Material shown START

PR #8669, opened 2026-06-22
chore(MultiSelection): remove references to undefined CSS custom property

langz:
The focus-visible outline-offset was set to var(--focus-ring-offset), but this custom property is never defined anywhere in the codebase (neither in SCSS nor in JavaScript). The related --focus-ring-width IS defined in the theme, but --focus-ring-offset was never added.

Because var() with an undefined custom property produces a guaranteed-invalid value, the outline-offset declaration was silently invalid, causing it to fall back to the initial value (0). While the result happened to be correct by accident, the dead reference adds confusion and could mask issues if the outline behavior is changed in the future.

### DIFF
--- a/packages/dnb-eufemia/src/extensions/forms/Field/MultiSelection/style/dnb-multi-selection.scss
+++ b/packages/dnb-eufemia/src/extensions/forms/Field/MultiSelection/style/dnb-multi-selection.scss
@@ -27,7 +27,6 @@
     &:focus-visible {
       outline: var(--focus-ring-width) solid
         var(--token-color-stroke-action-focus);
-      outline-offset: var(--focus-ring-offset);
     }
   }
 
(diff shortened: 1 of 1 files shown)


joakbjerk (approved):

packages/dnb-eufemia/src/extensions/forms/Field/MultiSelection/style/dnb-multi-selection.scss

Material shown END

# Work to complete:
Whenever the word "packages" shows up in a line of the entries, copy that line.

# Exercise answer:
--- a/packages/dnb-eufemia/src/extensions/forms/Field/MultiSelection/style/dnb-multi-selection.scss
+++ b/packages/dnb-eufemia/src/extensions/forms/Field/MultiSelection/style/dnb-multi-selection.scss
packages/dnb-eufemia/src/extensions/forms/Field/MultiSelection/style/dnb-multi-selection.scss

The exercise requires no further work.